> _Activity_
Return each line of the entries that mentions the word "dispersed".

*** Opening of Dataset entries ***

PR #1531, opened 2026-07-31
Tracing improvements

cquiroz:
Adds a method to create trace attributes from ags stats and fixes an edge cats for catalog tracing


toddburnside (approved):
LGTM

PR #1534, opened 2026-08-02
Some tiny details missing

cquiroz:


modules/tests/shared/src/test/scala/lucuma/core/math/CoordinatesSuite.scala
```diff
@@ -127,16 +127,24 @@ final class CoordinatesSuite extends munit.DisciplineSuite {
...
+      val nearAntipodal = (µas180 - sep.toMicroarcseconds).abs < minGapµas
+      // Skip test cases very close to 180
+      !nearAntipodal ==> {
+        val Δs = (Range.BigDecimal(-1.0, 2.0, 0.1)).map { f =>
+          val stepSep  = c1.interpolate(c2, f.toDouble).angularDistance(c1).toMicroarcseconds
+          val fracSep  = (sep.toMicroarcseconds * f.abs).toLong
+          val fracSepʹ = if (fracSep <= µas180) fracSep else µas360 - fracSep
+          (stepSep - fracSepʹ).abs
+        }
+        Δs.max <= 55L
```
toddburnside: Don't we need an `assert` here somewhere?

toddburnside (approved):
LGTM w/ question on test.

modules/tests/shared/src/test/scala/lucuma/core/math/CoordinatesSuite.scala
cquiroz: It is implicit as we return a Prop boolean which is evaluated, OTOH in other places where we use filters we have used `assert` and it is equally valid. I'll change it

PR #1538, opened 2026-08-05
Add GNIRS imaging Faint sky offset default

toddburnside:
Adds `GnirsAcquisitionMode.Faint.DefaultImagingSkyOffset` alongside the existing slit and IFU defaults, for the GNIRS imaging acquisition, whose Faint field image doubles as the sky frame.

`forTypeAndOffset` now requires the sky offset rather than defaulting to the slit value, since the correct default differs per observing mode and silently picking the slit one is wrong for IFU and imaging.

Claude-Session: https://claude.ai/code/session_01Lyt6Er1f7k4DDcNBoZEUGS


cquiroz (approved):
LGTM

PR #1539, opened 2026-08-05
ToO Activation Update

swalker2m:
Core updates required for [the corresponding update to the ODB](https://github.com/gemini-hlsw/lucuma-odb/pull/2808).

Adds an `Interrupting` ToO enum value, a validation code for requesting a ToO activation that is more disruptive than the approved most disruptive status, and standardizes the case of `TooActivation`.


toddburnside (approved):
LGTM. I guess lucuma-apps will need to be updated for the name change.

swalker2m:
> LGTM. I guess lucuma-apps will need to be updated for the name change.

I'll have to hold off merging until the ODB PR is reviewed of course.

PR #1547, opened 2026-08-12
Make GnirsDisperserOrder constructible

toddburnside:
Orders One and Two passed zero as their delta wavelength, and Wavelength
requires a positive value, so every value of the enum threw on construction:
even touching one failed with "Cannot build a Wavelength with value 0". That
is why the enum had no callers.

The delta wavelength is a per-pixel span, so it is now an
Option[WavelengthDelta], None for the two orders where it is undefined —
which are also the two that cannot be cross-dispersed.

Note that this Enum was unused. It will be used in explore in an upcoming PR.

Co-Authored-By: Claude Opus 5 <noreply@anthropic.com>

### DIFF
--- a/modules/core/shared/src/main/scala/lucuma/core/enums/GnirsDisperserOrder.scala
+++ b/modules/core/shared/src/main/scala/lucuma/core/enums/GnirsDisperserOrder.scala
@@ -5,12 +5,23 @@ package lucuma
 package core
 package enums
 import lucuma.core.math.Wavelength
+import lucuma.core.math.WavelengthDelta
 import lucuma.core.util.Display
 import lucuma.core.util.Enumerated
 
 
 /**
  * Enumerated type for GNIRS Disperser Order.
+ *
+ * `deltaWavelength` is the wavelength covered by one pixel with the 32 l/mm disperser at
+ * the 0.15"/pix pixel scale; the other combinations are derived from it (111 l/mm divides
+ * by 3.49, 10 l/mm multiplies by 3, and the 0.05"/pix scale divides by 3).  It is `None`
+ * for the two orders where it is undefined, which are also the two that cannot be
+ * cross-dispersed.
+ *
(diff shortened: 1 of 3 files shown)


modules/core/shared/src/main/scala/lucuma/core/enums/GnirsDisperserOrder.scala
```diff
@@ -21,17 +32,16 @@ enum GnirsDisperserOrder(
   val defaultWavelength: Wavelength,
   val minWavelength:     Wavelength,
   val maxWavelength:     Wavelength,
-  val deltaWavelength:   Wavelength,
+  val deltaWavelength:   Option[WavelengthDelta],
```
swalker2m, line 35: I knew about `WavelengthDither` but not `WavelengthDelta`.  I see the difference but they are very similar...  I suppose this could also have been a non-optional `WavelengthDither` where `None` maps to `WavelengthDither.Zero`, not that it would be any better that way.  I wonder if we really need both concepts.

swalker2m (approved):
This looks great. :+1:  I was just musing on something outside of the scope of the PR.

modules/core/shared/src/main/scala/lucuma/core/enums/GnirsDisperserOrder.scala
toddburnside: Well, so far we haven't needed either concept it seems, since the enum was unused. I'm guessing this was just moved from the OCS at some point.

toddburnside: Oh, and my explore PR only uses `minWavelength` and `maxWavelength`, not any of the other fields.

swalker2m: `WavelengthDither` is used in the ODB in sequence generation, for long slit at least.  In fact, it's part of the mode configuration.

PR #1548, opened 2026-08-12
UDF parsing

cquiroz:
Read-only support for parsing Gemini MOS mask ODF/MDF files

It includes a streaming fits reader api that can produce set of header units HDU and also tables. containing in mask information.
It also includes a higher level API for MOS mask files to read information like slits. Instrument position angle, etc. 

It is based on GMMPS thus masks produced that way should be handled by this lib. Tests files also come from gmmps


modules/catalog/shared/src/main/scala/lucuma/catalog/fits/FitsHeader.scala
```diff
@@ -0,0 +1,156 @@
...
+ */
+case class FitsHeader(cards: List[FitsHeader.Card]):
+
+  private lazy val byKeyword: Map[String, FitsHeader.Card] =
+    cards.foldLeft(Map.empty[String, FitsHeader.Card]): (m, c) =>
+      if m.contains(c.keyword) then m else m.updated(c.keyword, c)
+
+  /** The first card with this keyword, if any. */
+  def card(keyword: String): Option[FitsHeader.Card] =
+    byKeyword.get(keyword)
```
swalker2m, line 35: It has to create a `Map` of all the entries for each keyword lookup?  I wonder if a find on the list would be better, or maybe just keep up with a `cards` list and a key/value `Map`.

swalker2m, line 35: It has to create a `Map` of all the entries for each keyword lookup?  I wonder if a find on the list would be better, or maybe just keep up with a `cards` list and a key/value `Map`.

modules/catalog/shared/src/main/scala/lucuma/catalog/fits/FitsHeader.scala
```diff
@@ -0,0 +1,156 @@
...
+   *
+   * Returns `None` for the `END` card, for commentary keywords, and for blank padding — none of
+   * which carry a value.
+   */
+  def parseCard(record: String): Option[Card] =
+    val keyword = record.take(8).trim
+    if keyword.isEmpty || keyword === "END" then None
+    else if record.length < 10 || record.charAt(8) =!= '=' then
+      // COMMENT, HISTORY and other commentary keywords have no value indicator.
+      None
```
swalker2m, line 126: What if a COMMENT has an `=` character at position 8?

swalker2m (approved):
FITS is fun.  We're pulling this in from GMMPS?

cquiroz:
> FITS is fun. We're pulling this in from GMMPS?

Not exactly, the fits parsing part is generic but how to understand the mask is taken from gmmps, we also got the exact geometry directly from gmmps earlier

PR #1549, opened 2026-08-13
ToO Refactor

swalker2m:
This PR offers support for a corresponding ODB update, which in turn is working toward implementing [ToOs in GPP](https://gist.github.com/swalker2m/50ba9ff79a03a91edb5a9f8c8bc59351).  It combines two concepts, each of which could probably have been a stand-alone PR (apologies for that):

* **Scheduling Mode**. Replaces `ExecutionRequirement` with a `SchedulingMode`.  Here I'm trying to simplify ToO configuration relative to my initial attempt.  Before `ExecutionRequirement` and `TooActivation` were independently configurable and yet interacted in that some `TooActivation` options raised the floor on acceptable `ExecutionRequirements`.  Now, a PI only needs to set the `SchedulingMode`. The `TooActivation` is then _derived_ from the mode and the fact that a ToO `Opportunity` target exists in the asterism.
* **Forever Opportunity**. Reimagines `Opportunity` targets as persisting even after having been resolved.  That is, an `Opportunity` target marks the observation as a `ToO` and continues to be an `Opportunity` target even after the real celestial target is identified and associated.


modules/core/shared/src/main/scala/lucuma/core/enums/SchedulingMode.scala
```diff
@@ -0,0 +1,59 @@
...
+ *
+ * The mode says nothing about urgency. *When* an observation must happen is a
+ * timing window question.
+ */
+enum SchedulingMode(
+  val tag:             String,
+  val isSplittable:    Boolean,
+  val isInterruptible: Boolean,
+  val mayInterrupt:    Boolean
+) derives Enumerated:
```
cquiroz, line 36: it seems there should be an order defined for power, but maybe we won't be using it anywhere?

toddburnside: It is ordered by power, isn't it?

toddburnside (approved):
Seems fine to me.

modules/core/shared/src/main/scala/lucuma/core/enums/SchedulingMode.scala
swalker2m: Yes, the natural enumeration order is progressively more powerful.

modules/core/shared/src/main/scala/lucuma/core/enums/SchedulingMode.scala
```diff
@@ -0,0 +1,59 @@
...
+ * `Uninterruptible`.
+ *
+ * The mode says nothing about urgency. *When* an observation must happen is a
+ * timing window question.
+ */
+enum SchedulingMode(
+  val tag:             String,
+  val isSplittable:    Boolean,
+  val isInterruptible: Boolean,
+  val mayInterrupt:    Boolean
```
rpiaggio, line 35: I suggest using `NewBoolean`s here.

modules/core/shared/src/main/scala/lucuma/core/enums/SchedulingMode.scala
rpiaggio, line 36: I'm guessing these values will be shown as a dropdown somewhere in a UI. If so, can we consider `derive Display` ?

modules/core/shared/src/main/scala/lucuma/core/enums/TooActivation.scala
```diff
@@ -8,7 +8,12 @@ import lucuma.core.util.Enumerated
...
  * both as a proposal-level ceiling (the maximum an observation in the program
- * may declare) and as the observation's own value.
+ * may reach) and as the observation's own value.
+ *
+ * An observation does not declare its activation. It is derived from whether the
+ * observation is a Target of Opportunity -- that is, whether its asterism holds
+ * an opportunity target -- together with its [[SchedulingMode]]; see
+ * [[TooActivation.fromSchedulingMode]].
  */
 enum TooActivation(val tag: String, val label: String) derives Enumerated:
```
rpiaggio, line 18: `derive Display` too ?

modules/core/shared/src/main/scala/lucuma/core/model/Target.scala
```diff
@@ -25,16 +25,46 @@ import scala.collection.immutable.SortedMap
...
+
+  /**
+   * This target as a sidereal target, if it tracks siderally -- whether because it is one, or
+   * because it is a Target of Opportunity that resolved to one.
+   *
+   * The result is a projection for computation (coordinates, ITC, guide stars) and not an
+   * identity: it has dropped the region and the fact that this was ever a Target of Opportunity,
+   * so it must not be persisted or used to decide whether a target is a ToO.
+   */
+  def asSidereal: Option[Target.Sidereal] =
```
rpiaggio, line 44: Is it worthy to return an opaque `ResolvedSidereal` type instead, to make it more difficult to perform an unwanted operation on it? (eg persistence)

rpiaggio (approved):
LGTM, with a couple of suggestions

swalker2m:
> LGTM, with a couple of suggestions

Thanks for all of the suggestions!  Let me come back to this when the dust settles.  Since this is the first of a chain of PRs that depend on it and which are finally all ready, I'm going to go ahead and merge this one.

*** Close of Dataset entries ***

> _Task output_
which are also the two that cannot be cross-dispersed.
+ * cross-dispersed.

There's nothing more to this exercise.